* MATERIAL PROVIDED
PR #110, opened 2021-10-13
Allow Turing's Kubernetes controller to use in cluster configuration as well as setting up of RBAC in Helm charts.

ashwinath:
As part of the efforts to get users to deploy Turing easily, we have removed the need for user generated CA certificates to authenticate with the Kubernetes master. This simplifies the process as we remove vault as a dependency, as well as manual efforts to generate the CA certificate for a new user to install this. Eventually, we are aiming to simplify this process even further by including a helm chart to provision the necessary infrastructure to allow Turing to run.

For GCP, the Kubernetes cluster must be destroyed and recreated if you did not generate a client certificate, which might be troublesome for the user who is deploying Turing.

This PR adds the following:

- RBAC for in cluster Kubernetes controller, Turing can now be used within the cluster without the need for authentication details.
- Helm chart updates to toggle between in cluster configuration and user CA certificates.
- Turing API configuration changes to allow between credentials from Vault and in cluster certificates.

This has been tested using an existing Kubernetes cluster with all the infrastructure set up (Spark, Istio, Knative). The next few PRs will include the installation of Spark controller, Istio and Knative.


infra/charts/turing/values.yaml
```diff
@@ -99,6 +99,11 @@ turing:
   # # Example
   # - name: varlog
   #   mountPath: /var/log
+  clusterConfig:
+    # -- Configuration to use in cluster configuration or authenticate kubernetes with vault configuration
+    useInClusterConfig: false
+    # -- Service account name for turing's kubernetes controller
+    serviceAccountName: turing
```
romanwozniak, line 106: Don't have strong opinion on this, but why do we hardcode it, instead of using `{{ .Release.Namespace }}-svc-acc`? This can be added into `_helpers.tpl` as:
```
{{- define "turing.service-account" -}}
...
{{- end -}}
```

infra/charts/turing/README.md
```diff
@@ -14,22 +20,27 @@ Turing: ML Experimentation System
...
 | turing.livenessProbe.path | string | `"/v1/internal/live"` | HTTP path for liveness check |
 | turing.readinessProbe.path | string | `"/v1/internal/ready"` | HTTP path for readiness check |
-| turing.resources | object | `{}` | Resources requests and limits for Turing API. This should be set  according to your cluster capacity and service level objectives. Reference: https://kubernetes.io/docs/concepts/configuration/manage-resources-containers/ |
+| turing.resources | object | `{}` | Resources requests and limits for Turing API. This should be set according to your cluster capacity and service level objectives. Reference: https://kubernetes.io/docs/concepts/configuration/manage-resources-containers/ |
 | turing.service.externalPort | int | `8080` | Turing API Kubernetes service port number |
 | turing.service.internalPort | int | `8080` | Turing API container port number |
+| turing.uiConfig | object | `{}` | Turing UI configuration. Refer to https://github.com/gojek/turing/blob/main/ui/public/app.config.js |
```
romanwozniak, line 43: Thanks, I missed this

api/turing/config/config_test.go
```diff
@@ -693,13 +707,6 @@ func TestConfigValidate(t *testing.T) {
 			},
 			wantErr: true,
 		},
-		"missing vault address": {
-			validConfigUpdate: func(validConfig Config) Config {
-				validConfig.VaultConfig.Address = ""
-				return validConfig
-			},
-			wantErr: true,
-		},
```
romanwozniak, line 702: Would it be better to update/add a test case for cluster config instead just removing existing scenario?

api/turing/config/config.go
```diff
@@ -285,10 +285,18 @@ type AuthorizationConfig struct {
...
+	// and has the relevant credentials to handle all cluster operations.
+	InClusterConfig bool
+	// VaultConfig is required if InClusterConfig is false.
+	VaultConfig *VaultConfig
+}
+
 // VaultConfig captures the config for connecting to the Vault server
 type VaultConfig struct {
-	Address string `validate:"required"`
-	Token   string `validate:"required"`
```
romanwozniak, line 291: Maybe it still is `required`, but `VaultConfig` itself is not `required` anymore. I.e. `VaultConfig` (line 293) can be `nil`, but if it's not nil, then `Address`/`Token` are `required`

infra/charts/turing/values.yaml
ashwinath: sounds good actually, I never knew this existed.

api/turing/config/config_test.go
ashwinath: I added more test cases with the `required_if` tag.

* DIRECTIONS
Exact repetition of every record is required.

* RESULT OF THIS EXERCISE
PR #110, opened 2021-10-13
Allow Turing's Kubernetes controller to use in cluster configuration as well as setting up of RBAC in Helm charts.

ashwinath:
As part of the efforts to get users to deploy Turing easily, we have removed the need for user generated CA certificates to authenticate with the Kubernetes master. This simplifies the process as we remove vault as a dependency, as well as manual efforts to generate the CA certificate for a new user to install this. Eventually, we are aiming to simplify this process even further by including a helm chart to provision the necessary infrastructure to allow Turing to run.

For GCP, the Kubernetes cluster must be destroyed and recreated if you did not generate a client certificate, which might be troublesome for the user who is deploying Turing.

This PR adds the following:

- RBAC for in cluster Kubernetes controller, Turing can now be used within the cluster without the need for authentication details.
- Helm chart updates to toggle between in cluster configuration and user CA certificates.
- Turing API configuration changes to allow between credentials from Vault and in cluster certificates.

This has been tested using an existing Kubernetes cluster with all the infrastructure set up (Spark, Istio, Knative). The next few PRs will include the installation of Spark controller, Istio and Knative.


infra/charts/turing/values.yaml
```diff
@@ -99,6 +99,11 @@ turing:
   # # Example
   # - name: varlog
   #   mountPath: /var/log
+  clusterConfig:
+    # -- Configuration to use in cluster configuration or authenticate kubernetes with vault configuration
+    useInClusterConfig: false
+    # -- Service account name for turing's kubernetes controller
+    serviceAccountName: turing
```
romanwozniak, line 106: Don't have strong opinion on this, but why do we hardcode it, instead of using `{{ .Release.Namespace }}-svc-acc`? This can be added into `_helpers.tpl` as:
```
{{- define "turing.service-account" -}}
...
{{- end -}}
```

infra/charts/turing/README.md
```diff
@@ -14,22 +20,27 @@ Turing: ML Experimentation System
...
 | turing.livenessProbe.path | string | `"/v1/internal/live"` | HTTP path for liveness check |
 | turing.readinessProbe.path | string | `"/v1/internal/ready"` | HTTP path for readiness check |
-| turing.resources | object | `{}` | Resources requests and limits for Turing API. This should be set  according to your cluster capacity and service level objectives. Reference: https://kubernetes.io/docs/concepts/configuration/manage-resources-containers/ |
+| turing.resources | object | `{}` | Resources requests and limits for Turing API. This should be set according to your cluster capacity and service level objectives. Reference: https://kubernetes.io/docs/concepts/configuration/manage-resources-containers/ |
 | turing.service.externalPort | int | `8080` | Turing API Kubernetes service port number |
 | turing.service.internalPort | int | `8080` | Turing API container port number |
+| turing.uiConfig | object | `{}` | Turing UI configuration. Refer to https://github.com/gojek/turing/blob/main/ui/public/app.config.js |
```
romanwozniak, line 43: Thanks, I missed this

api/turing/config/config_test.go
```diff
@@ -693,13 +707,6 @@ func TestConfigValidate(t *testing.T) {
 			},
 			wantErr: true,
 		},
-		"missing vault address": {
-			validConfigUpdate: func(validConfig Config) Config {
-				validConfig.VaultConfig.Address = ""
-				return validConfig
-			},
-			wantErr: true,
-		},
```
romanwozniak, line 702: Would it be better to update/add a test case for cluster config instead just removing existing scenario?

api/turing/config/config.go
```diff
@@ -285,10 +285,18 @@ type AuthorizationConfig struct {
...
+	// and has the relevant credentials to handle all cluster operations.
+	InClusterConfig bool
+	// VaultConfig is required if InClusterConfig is false.
+	VaultConfig *VaultConfig
+}
+
 // VaultConfig captures the config for connecting to the Vault server
 type VaultConfig struct {
-	Address string `validate:"required"`
-	Token   string `validate:"required"`
```
romanwozniak, line 291: Maybe it still is `required`, but `VaultConfig` itself is not `required` anymore. I.e. `VaultConfig` (line 293) can be `nil`, but if it's not nil, then `Address`/`Token` are `required`

infra/charts/turing/values.yaml
ashwinath: sounds good actually, I never knew this existed.

api/turing/config/config_test.go
ashwinath: I added more test cases with the `required_if` tag.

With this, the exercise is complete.